PDA

View Full Version : SEO and Localization (L10N/I18N) for a multi-language PHP based website



bobitza
03-29-2009, 04:57 PM
Hello fellow forumists,

I'm working on a site that will be a multi-language site (for start it will have at least 2 languages).

The site will be developed with PHP/HTML.

The structure of the pages will be like index.php, about.php, etc. All the languages will have the same page layout, the difference is that the text of the pages will be stored into separate files and depending on the language selected, when called, the index.php, about.php, etc. will display different texts (with the same layout).

The language selection will be stored in a cookie, so once a user has selected the language there will be no GET or SESSION parameters passed, the users just browse the pages ... (i.e. About page will called about.php for ALL the languages; it's the variable in the cookie that will "tell" about.php what text to "load" so the users will get different results in the browser).

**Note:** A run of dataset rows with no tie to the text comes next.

PR #237, opened 2019-04-18
Change the AirPlay icon into active

stonko1994:
## Description
Currently there was no event listener in place to check if AirPlay is currently active.

## Fix
Add an event listener for `AirPlayChanged` event and turn on the active state of the icon.

### DIFF
--- a/src/ts/components/airplaytogglebutton.ts
+++ b/src/ts/components/airplaytogglebutton.ts
@@ -43,7 +43,7 @@ export class AirPlayToggleButton extends ToggleButton<ToggleButtonConfig> {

However, there will be links to change the language that will use GET parameters (i.e. index.php?lang=en) where index.php is in fact current php page (it's dynamically generated).

My question is: how this website structure (dynamically generated content based on a stored cookie) affects my SEO?

For example index.php can have two different text outputs depending on what cookie is stored in the user's browser. If the SE spiders will index both index.php?lang=en and index.php?lang=fr, they will still see the two different contents ... but will they do that? Should I use a permanent GET variabe passed along instead of a cookie?

What is the best SEO wise approach for developing multi language websites?

Thank you

====
Code Example:
Let's say the index.php "loads" a html template that has the following code inside:

< h1 > {TITLE1} < /h1 >

... and the title variable is dynamically replaced with texts from the selected language (i.e. {TITLE1} is replaced with 'Hello' for EN and 'Bonjour' for FR)

Jean-Luc
03-29-2009, 10:08 PM
Search engines will see the sites as visitors who disabled cookies. If the language code is not visible in the URL for all pages, search engines will only see one language version.

I would use either

- www.example.com and www.example.fr
but only French companies and individuals can get a .fr and it will be seen by Canadians or Belgians as a French site, not as an international site in the French language

- www.example.com and fr.example.com
but www.example.fr would be easier to remember for French visitors and it would probably rank slightly better in France then fr.example.com

Jean-Luc

bobitza
03-30-2009, 09:23 AM
Merci Jean-Luc, I was also considering having two "different" sites, something like example.com/en/ and example.com/fr/ ... but my understanding is that I will need 2 folders with 2 different set of files.

However I would like the idea of just having one layout template and the text "taken" dynamically from language files for a few reasons:

1) Easy to edit & translate. I can just throw the language files to someone that has no web programming skills whatsoever and ask him to edit or translate them.

2) Easy future implementations. I can easily add another language if needed ... I just need to create a "set of" language files and do minor modifications of the code that changes the languages.

3) Easy to debug. If I make 2 front-end templates folders, any changes I make in one language ... I need to go and make it in all the templates for other languages.

These are my arguments for keeping the current structure. So far it seems that the easiest way is to move around the site with the lang parameter in a GET variable ... but I would like to avoid that if possible because the URL is not "user-friendly" :)

The thing is that links like index.php?lang=fr, about.php?lang=en, etc. will still appear on each page (the links that allow the user to change the language) and can be crawled by the search engines bots. But because the default lang is en, I'm worried that index.php and index.php?lang=en will be seen as duplicate content by SE. Perhaps the canonical tag can help here?